Bilan

La Poste au défi de la transition numérique

La baisse des envois de courrier physique et l’arrivée de nouveaux concurrents obligent La Poste à innover dans sa transition numérique. Un défi que sa directrice Susanne Ruoff est bien décidée à relever.
  • Les drones ont été expérimentés au Jura ces derniers mois et la livraison par ce moyen pourrait être étendue à de nombreux sites dans le pays prochainement.

    Crédits: Image: Jean-Christophe Bott/Keystone
  • La Poste a testé récemment dans la région de Berne une plateforme de commerce en ligne baptisée Kaloka et destinée aux particuliers désireux de faire des emplettes dans les boutiques de la région.

    Crédits: Image: Keystone

«Qui parmi vous a écrit une lettre la semaine passée?
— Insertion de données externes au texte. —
PR #1055, opened 2020-11-12
add IPv6 link-local support

oengel:
Adds support for IPv6 link-local to nanomsg.
binding/connecting addresses such as 'tcp://[fe80::2%ctrl-iface]:9000' now works.

### DIFF
--- a/src/transports/utils/literal.c
+++ b/src/transports/utils/literal.c
@@ -25,12 +25,31 @@
 #include "../../utils/err.h"
 #include "../../utils/fast.h"
 
+#include <netdb.h>
 #include <string.h>
 
 #ifndef NN_HAVE_WINDOWS
 #include <arpa/inet.h>
 #include <netinet/in.h>
 #endif
+
+void nn_literal_link_local_resolve(struct in6_addr *in6addr, int64_t *sin6_scope_id, char *addr)
+{
+    if (! IN6_IS_ADDR_LINKLOCAL(in6addr)) {
+        return;
+    }
+    struct addrinfo hints, *res;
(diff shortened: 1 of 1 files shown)


gdamore:
I will review this, but be advised that this project is in sustaining mode, and I had not intended to make any new feature releases.  IPv6 link-local support (scoped addresses) represents a new feature.  New activity is occurring in the NNG project, which provides quite a lot more capabilities.

gdamore:
This looks good -- except that I'm worried it might break things for folks who don't have AF_INET6.  I know that's hard to believe in this year of 2021, but there might be older and embedded systems where folks are still running nanomsg.

Could it be conditionalized maybe?

gdamore:
> This looks good -- except that I'm worried it might break things for folks who don't have AF_INET6. I know that's hard to believe in this year of 2021, but there might be older and embedded systems where folks are still running nanomsg.
> 
> Could it be conditionalized maybe?

Actually nvm... we already had v6 there.

src/transports/utils/literal.c
```diff
@@ -61,11 +82,25 @@ int nn_literal_resolve (const char *addr, size_t addrlen,
 
     /*  Try to interpret the literal as an IPv6 address. */
     if (!ipv4only) {
-        rc = inet_pton (AF_INET6, addrz, &in6addr);
-        if (rc == 1) {
+        // check if '%' exists in addrz (i.e. '$addr%$ifname')
+        ifname_dindex = strstr(addrz, "%");
```
gdamore, line 86: strchr is more portable.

Et un email?» A la première question, quelques mains répondent par l’affirmative; à la deuxième, tous les bras sont levés. S’adapter à un monde sans courrier, voici ce qui préoccupe Susanne Ruoff. La directrice de La Poste a ainsi parlé transition numérique à l’Assemblée générale de la Fédération des Entreprises Romandes (FER), le 3 mai à Genève. Avec un volume de courrier en diminution de 63%, le géant jaune doit investir dans les technologies qui assureront son avenir.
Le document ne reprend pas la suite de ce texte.